→ Task requirements
Every line with the string "strings" in it belongs in your answer, so copy them all from the data.

→ Exercise data
[Start of section]

PR #394, opened 2021-04-22
Public.lua library for sharing parameters

### LINKED ISSUE #300: Public.lua - Norns-Crow distributed computation library
## Motivation
norns scripts almost universally control *crow*'s behaviour with direct commands being called by the active norns script. When a musician wants to have crow operate in a free-standing manner, they typically will write a script in a text editor & upload with the `druid` application. one goal of this issue is to unify these processes for norns users (ie, edit & upload crow-scripts from norns (via maiden)), and provide a mechanism for distributed computation on crow.

## Edit & Upload
This element simply requires a bulk-upload command to be added to the `norns.crow` library. It just extends the current functionality of uploading short code-blocks with the appropriate `upload` and `run` commands, and some timing management to make sure buffers aren't overflowed.

* Would be useful to decide on an idiom that allows crow scripts to be identified & not attempt to run them on norns. This could be in the crow file text itself, or in the naming of the file.

I have a working prototype of this, but it needs stress testing (hasn't been tested since crow 1.0.1).

# Distributed components
This section is about a mutual library that makes distributed computation on crow work seamlessly with the existing norns platform. This is useful / meaningful in two contexts:
* When crow locally transforms input (CV or ii) into an output response (CV or ii), with the transformation controlled remotely
* When a crow script is configurable remotely, but should be able to continue running even if the host becomes disconnected.

A lua library is required for both norns & crow. I'm currently calling it `sync` but this needs to be changed. These libraries will perform a handshake when connected, maintain synchronization of shared parameters, store parameters, and gracefully handle disconnection.

### norns lib
* upload a `*.lua` file from the file-system to an attached crow
* mechanism for confirming if the attached crow has already has the appropriate script running
* parameter synchronization (see below)
* call remote functions
* *save* the current parameters into crow's non-volatile memory

### crow lib
* load saved parameters on boot, with default fallback
* remote function declarations
* parameter synchronization (see below)

## Parameter synchronization
Consider that the params are 'owned' by crow, so:
* On norns this is a `remote` parameter.
* On crow this is a `public` parameter.

All actions on these parameters are just like normal lua usage, implemented with metatables, so you can assign to, and read from, a public/remote parameter regardless of which device you're on. When a param is changed it will automatically be updated on the other device (though no callback event is triggered).

Either device may declare a parameter, though the idiom shall be to declare them all in the crow init function. This is to allow crow to handle initialization from saved or default values, in lieu of an active connection to norns.

Either device may put functions into the shared table enabling the other device to call those functions.

Initially, numbers, and strings will be supported as data types. In future I'd like to add bools & flat tables, and perhaps nested tables later on.

Saving a parameter set is implemented by re-uploading the script with the list of remote params appended to the script. When crow initializes, it will check if the `sync.shared` table already has data, indicating the defaults should not be used.

## example
This doesn't do anything interesting, but it shows the way params are handled natively in both cases (just inside the `sync` namespace). Demonstrates reading & updating params on both devices, calling functions on a remote device, and load/save functionality.

```lua
--- shared.lua

local remote = crow.sync.shared -- alias for readability

function init()
    -- connect to crow, check for running script & upload if not running
    -- if crow is not connected, this will be run when the connection initializes
    crow.sync.script 'shared_crow.lua' -- idiomatically the script name + _crow
end

function enc(n,d)
    if n == 2 then
        -- updating a remote variable
        remote.length = util.clamp( remote.length + d, 1, 16 )
        redraw()
    end
end

function key(n,s)
    if n==1 then
        -- save remote variables to crow's flash
        if s==1 then crow.sync.save() end
    else
        if s==1 then
            -- call a remote function
            remote.new_word(n) -- key2/3 changes lower/upper casing
        else
            -- wait for key release so remote.string should be up to date
            redraw()
        end
    end
end

function redraw()
    screen.clear()
    screen.level(15)
    screen.move(0,10)
    screen.text( remote.word )
    screen.move(20,60)
    screen.text( remote.length )
    screen.update()
end

-- FIXME should this be public.redraw?
remote.redraw = redraw -- redraw can be called by remote
```

```lua
--- shared_crow.lua

local public = sync.shared -- alias for readability

function init()
    -- attempt to load a saved configuration
    if not sync.load() then
        -- otherwise use the defaults defined here
        public.length = 1
        public.word   = 'sharing'
    end
end

public.new_word = function(case)
    local s = ''
    case = (case==1) and 56 or 96
    for i=1,public.length do
        s = s .. string.char(case+math.random(26))
    end
    public.word = s
    public.redraw() -- FIXME? remote.redraw?
end
```

trentgill:
DO NOT MERGE. WIP.

This is the `public` library designed for sharing params between crow and a host device (eg. norns). Params are maintained on both sides in a distributed context. Basically it just means the value can be changed by either party, and the other will be informed (with the possibility of doing an action on change).

more TBD.

Needs refactor from current state

Fixes #300


tehn:
crow and norns go to a pub...

code looks great. changed target to THREE so i could see the diffs properly. nice to see the test file with all the `asserts`!

this is really powerful new functionality--- will be interesting to auto-populate these into the norns param menu!

trentgill:
-- declare a public var 'a' and initialize it to 1.1
public.add('a', 1.1)
-- update public var 'a' to value 2.2 and update a connected host
public.a = 2.2

--- public.add syntax

-- numbers
public.add('a', 1.1) -- unconstrained number
public.add('b', 1.1, {0.4,3.0}) -- number with min/max limits
public.add('c', 2, function(v) d = v end) -- number with 'action' fn that will be called on remote update
public.add('e', 10, {4,16}, function(v) f = v end) -- number with limits and action

-- enumerated type
public.add('g','a',{'a','b','c'}) -- basic enum called 'g', initialized to 'a' from set {'a', 'b', 'c'}
public.add('h','x',{'x','y','z'}, function(v) i = v end) -- enum with action

-- tables
public.add('j', {1,2,3,4}) -- unconstrained table with 4 elements
public.j = {1,2,3} -- table can be updated (read: replaced) by assignment 
public.add('k', {1,2,3}, function(v) l = v end) -- table with action (WHAT IS v IN THE FUNCTION?)
public.add('m', {6,5,4}, {1,8}) -- table with min/max limits for elements of table
public.add('n', {1,2,3}, {1,5}, function(v) o = v end) -- table with limits and action

-- indexed table
-- call .select() over the public table to enable sequins style indexing
-- TODO syntax will probably change by implementing in terms of sequins
public.add('p', {1,2,3,4})
public.p.select(1) -- select element 1 and return it

public.add('q',{1,2,3},{1,3},function(v)r=v end) -- indexed-table with limits & action (same as table)


--- types
-- limits can be overloaded with special 'type' information
-- doesn't affect local usage, but it should affect host control
-- options are not defined on crow, and can be any string
-- standard types to be supported are:
    -- 'expo': changes increment behaviour to map exponentially over the given range (time / frequency)
    -- 'slider': display the value as a slider rather than a number
    -- 'bold': display the value in a bold way (through typeface, size, etc)
-- prefix any type with an @ to make it display only (not modifiable)
    -- '@': normal value but displays only
    -- '@slider': a slider shows the val, but can't be selected or moved
-- FIXME: @ is not available for enums.

tehn:
this looks good!

for _enumerated_ type on norns we call this OPTION, and the index is a number, the OPTIONs are the "enums". i'm wondering if it' clearer or more confusing to have an init value be called by value rather than index. ie, can you have repeat values in the table?

for the _table_ type it seems the table size can change dynamically? i agree that the _action_ is a little confusing. i guess the passed value should just be the whole table itself? also the mix/max as applying to table elements seems slightly arbitrary for some reason... ie, the limit could also be for table length rather than per-element.

but i suspect you have use cases in mind so i'm happy to go with your existing patterns

given THREE is the dev branch i figure we should just merge this!

trentgill:
@tehn 
cool, i'll update to calling it 'option' instead.

the primary use-case for option-types are to store a set of keys into a table. you could make a public option of global symbols, but it seems more likely to make an explicit collection of objects with the same kind of operation / data. i sketched out some options below just to see if i could see something better: 
```lua
-- current form
public.add('operators', 'a', {'a', 'b', 'c'})
public.operators = 'b'
public.operators --> 'a'


-- make the index public, not the option list itself
-- not useful bc the operators list itself is never exposed
    -- so the remote device can't show the strings (that's the point!)
operators = {'a', 'b', 'c'} -- must allocate the option list separately
public.add('opix', 1, {1, #operators})
public.operators = 2 -- can't refer by the desired symbol 'b'
public.operators --> 2 -- need to lookup: operators[public.operators]


-- exposed table, call by reference, resolve to value
public.add('opix', 1, {'a', 'b', 'c'}) -- expose the list, but set default by index
public.operators = 2 -- selection is by reference (index)
public.operators --> 'b' -- must resolve to a value
-- it seems strange to resolve to a value, when we set by reference
-- if it were to resolve to a reference, it would *require* the option list be saved in another variable


-- exposed table, but call by reference, resolve to reference
operators = {'a', 'b', 'c'}
public.add('opix', 1, operators) -- expose the list
public.operators = 2 -- selection is by reference (index)
public.operators --> 2 -- then to get the value we index our local table: operators[public.operators]
```
i think the current syntax is best. there is nothing inherently numerical or sequential about the option list, so it feels best to avoid needing to index into it. i guess i'm thinking of option type as a 'set' rather than an 'array' - it's just a bundle of options to choose from.

i think duplicate identifiers should not be allowed (like a C enum). it's a list of possibilities, not a sequence.

---

i agree the table type is confusing & not entirely clear what it's purpose is. the behaviour is too similar to sequins, but isn't quite that whole thing. there's 2 primary things tables are useful for:

1. defining a set of notes for usage in `input.scale` or `output.scale`
2. defining a set of notes for a sequence, with an implicit 'index' for visualizing/modifying active step

in both cases (but especially 1.) being able to change the number of elements remotely seems desirable.

the second option is the same as the first with the addition of an `index` key in the table for the active-step details. it's basically 'sequins-lite'. i would like to make it use sequins under the hood, but only support the `:step` and `:select` methods, and non-nested values.

---

i'm thinking we should split the 'table' and 'indexed table' into 2 separate concepts, where 'indexed table' becomes 'sequins'.
so 'sequins' is just a supported datatype (with restrictions).

```lua
public.add('myseq', sequins{0,0,0,3}) -- public.add can make a local sequins publicly shared
public.myseq = sequins{1,3,5,6} -- assignment requires a whole new sequins
public.myseq[3] = 2 -- set element 3 to value 2 just like a normal table
public.myseq --> this is the sequins itself
public.myseq() --> gets the next value from the sequins
public.myseq:step(3) -- can treat the public var as a normal sequins

public.add('mytab', {0,2,3,1,2,6}) -- make a public table
public.mytab = {0,2,4,7,6} -- mytab is just a regular table, so assignment works like any other table
public.mytab[2] = -1 -- indexing works like normal too
public.mytab[3] --> resolves to 4, like a normal table
```

---

i take the point about min/max seeming ambiguous with tables. the 'limits' are operating on the nested elements, not the value itself (the table). that said, i think it's far more *useful* to have the limits on the values, so perhaps this is just a matter of documentation & examples?

changing the length of a table should be rare, and when it does happen, the whole table (or sequins) is overwritten. perhaps this feels like it doesn't relate to the min/max?

stepping back, the fundamental reason for having min/max on a table, is if you're using it to setup a scale. if you're configuring a quantizer (seems common), you want to have a values between (0..12) and it feels important to be able to express that in the public-param's description.

i realize this isn't really an argument for it, just expressing the use-case. perhaps you can see a different way to express it, or nest it?

tehn:
your explanations and rationale are excellent and totally clarified the use cases. i think we should keep it as is!

trentgill:
ok great. i need to do a little work to get sequins to work as the 'indexed table' type, and make sure the method calls are passed through correctly, but shouldn't be too bad.
and 'option' type too.

trentgill:
@dndrks @tehn i'd love some feedback here, on what feels more idiomatic for crow.

i've been thinking a bit about the declaration style of public params, and particularly the way that the arguments are very dynamic in their meaning. eg. the meaning of the 3rd arg 'limits' can be a table of strings (`option` type), or a `{min, max [, type]`} for numerics, and the same for tables, but the limit applies to the table vals, not the table itself. plus there is an optional `action` arg which can be in 3rd or 4th place depending on whether there are limits. basically it seems like a lot to remember.

so i'm wondering if a method-chain style like `sequins` is a better approach. also taking the initial table-declaration style from ASL2's `dyn` and `mutable` values. some initial ideas:
```lua
-- declare a public variable called 'mynumber' with the value 3.33
public.add{mynumber = 3.33}

-- declare with a number with range
public.add{mynumber = 3.33}:range{0.1, 9.99}

-- add an 'on-change' action
public.add{anothernum = 2.1}:action(function(v) print('new val! '..v) end)

-- type annotation of 'exp' for exponential scaling
public.add{frequency = 100}:type('exp')

-- type annotate to force integer values
public.add{index = 2}:range{1,8}:type('int')

-- we can add some helper fns for creating common composite types
public.add{index = 2}:irange{1,8} -- adds type('int')
public.add{frequency = 100}:xrange{10,1000} -- adds type('exp')

-- option type
public.add{choice = '+'}:option{'+','*','-','/'}

-- table type
public.add{mytab = {0,2,4,7,9}}:irange{0,12}

-- and for complex params they break up nicely over multi-lines
public.add{mytab = {0,3,6,9}}
	:irange{0,12}
	:action(function(t) for k,v in pairs(t) do print(k,v) end end)

-- sequins are similar, and limits can still be applied
public.add{myseq = sequins{1,2,3,4,3,2}}:irange{1,4}


--- reference
public.add{name=initial_value}
	-- limits, choose 0 to 1 of:
	:range{min, max} -- floating point range
	:option{elemA [, elemN ...]}
	-- type modifier (optional)
	:type('mytype')
	-- combination type-limits
	:irange{min, max} --> :range{min, max}:type'int'
	:xrange{min, max} --> :range{min, max}:type'exp'
	-- function to be called on remote update of value
	:action(function(v) ... end)
```

one big benefit here is it allows for more flexibility in terms of future updates / changes. we're not dependent on argument order and it feels less awkward than a single table initialization.

we could also remove the `.add` and instead just call use table calls over `public` to add to values (it's one of the only declared functions of `public`:
```lua
public{speed = 1/4}
```

tehn:
end to start:

- i'm pretty highly in favor of removing `.add` given it ends up being a special case whereas other public namespace happen on the same level ie `public.myvar`

- i'm astonished this works in lua:

```
-- and for complex params they break up nicely over multi-lines
public.add{mytab = {0,3,6,9}}
	:irange{0,12}
	:action(function(t) for k,v in pairs(t) do print(k,v) end end)
```

i won't lie that it feels a little weird, but mainly because i'm not used to it. i'd be good with it if you're using a similar syntax for other parts ie sequins

the less-elegant version

```
public{ name = mynum
  , init = 3.3
  , range = {1, 10}
  , type = 'exp'
  }
```

is pretty much what's used in the norns param system, though we don't need to sync the two by any means.

---

oy, was that helpful??

dndrks:
woahhhh super rad problem!!

while i agree that the syntax between norns + crow don't need to the be totally similar, this is a space where we might want to avoid introducing new idioms unless we're gong to employ them on the norns scripting side as well. i just always want folks to be able to move within the "ecosystem" with coherence -- but i totally agree that good ways to shortcut working with nested tables is a unique design challenge.

beyond parameters, i'm also reminded of [lattice](https://monome.org/docs/norns/reference/lib/lattice)'s constructors + helpers, which maybe seem like they're trying to solve a similar problem? also reminded of [Pbind](https://doc.sccode.org/Classes/Pbind.html).

but also, it _should_ feel elegant to you -- is there a way to support both the more-declarative style and the shorthand?

trentgill:
i wrote up a list of all of the syntax on crow here https://gist.github.com/trentgill/71da8b6854be5f31de8d7d837dacf5f4.

it shows all the different ways of setting & querying values, and configuring the higher-level functionality. of note, there are often multiple syntaxes for configuration (eg. setting the `input.mode` can be done in 3 different ways). i remember noting that we should have done a full review before 1.0 to determine the idiomatic options, but we didn't get it done in the rush before release.

i digress! the above is an interesting bigger topic, but i wrote it up so that we could look at the whole system from a broader perspective.

when comparing the method call style to `sequins`, i note that sequins *needs* this style, as the order of methods changes behaviour. for `public`, all configurations are commutative, so the method chain perhaps makes less sense.

@tehn i agree we should drop `.add` which brings it in step with the sequins constructor eg: `sequins{1,2,3}`.

i really like the `public{myname = myvalue}` syntax but it doesn't gel well with the full table syntax: `{name = myname, default = myvalue}`.

my primary gripe with the record-style table syntax is there's no clear indication of which keys work well with each other. secondarily, we replace having to memorize argument-list-order with record-names, eg: "was it `option` or `options`?", or `default` vs `initial` vs `init` vs init_value` vs `value`.

---

my concern with making it look even more like norns' `params` is  that we're not even close to implementing the same set of features. `public` is far more stripped down out of necessity, but also it *should* be simpler to use.

the good news is this is a 'one-time' issue to solve. once a public variable is registered, all script-access to that value is as if it's a regular variable. this breaks us out of the complexities of the `params` system, and `lattice` which constantly remind you that it's a special value. `public` instead is just a fancy variable initializer that allows you to attach metadata which will be declared to an attached host.

i think this is why i keep coming back to the `public{myname = value}` style, because it *feels* like a regular variable assignment. i accept that it's probably not the best for the above discussed reasons, but just trying to explain how i'm thinking about public variables-- they are just that, variables which are exposed to the public (host). the issue is, in order for that public exposure to be meaningful, we need to add metadata relating to what type of variable it is to be used as.

---

ok, i'm rambling here, and i think i've laid out all the points i can think of. i'd love if you both could choose your preferred style from the gist (or propose another!). we can obviously keep the existing function-args style (indeed the others would be implemented in terms of it), but it's mostly a matter of what the idiomatic style should be. ie. what does the documentation use, which fundamentally informs what scripters will use.

tehn:
the command summary is great. i'll process my preferences and post back.

dndrks:
>once a public variable is registered, all script-access to that value is as if it's a regular variable. this breaks us out of the complexities of the params system, and lattice which constantly remind you that it's a special value. public instead is just a fancy variable initializer that allows you to attach metadata which will be declared to an attached host.

ah! ok, rad -- I wasn't clear on this + seeing the full scope laid out in that gist was super edifying, thank you!

so then, yes, I totally prefer the `public{name = init_value}` approach, as it allows for easier transformations of data -- `pubvar:range{1,5}` is much cleaner than `pubvar.range.min = 1; pubvar.range.max = 5`.

and revisiting your message from a few days ago with this sense of "well, these are each methods which can be stacked", something like `public.add{index = 2}:range{1,8}:type('int')` is _much_ more legible to me now. is "stackable methods"  a good way to think about this?

trentgill:
@tehn 
No i think it's correct as is. In order for the method chaining to work, `public{name=init_value}` will return a reference to `public.name`. So you can chain directly, or via the reference:
```lua
pubvar = public{name = init_value}
pubvar:range{min, max}

-- same as
public{name = init_value}:range{min, max}

-- same as
public{name = init_value}
public.name:range{min, max}
```
I was just trying to demonstrate each function / method in isolation, which required using the symbolic `pubvar`.

@dndrks i think it's idiomatic to call it "method chaining" rather than "stackable methods", but i'm not a real OO person. I just see it as syntax sugar.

[End of section]

→ Answer to this exercise
Initially, numbers, and strings will be supported as data types. In future I'd like to add bools & flat tables, and perhaps nested tables later on.
    -- so the remote device can't show the strings (that's the point!)
i've been thinking a bit about the declaration style of public params, and particularly the way that the arguments are very dynamic in their meaning. eg. the meaning of the 3rd arg 'limits' can be a table of strings (`option` type), or a `{min, max [, type]`} for numerics, and the same for tables, but the limit applies to the table vals, not the table itself. plus there is an optional `action` arg which can be in 3rd or 4th place depending on whether there are limits. basically it seems like a lot to remember.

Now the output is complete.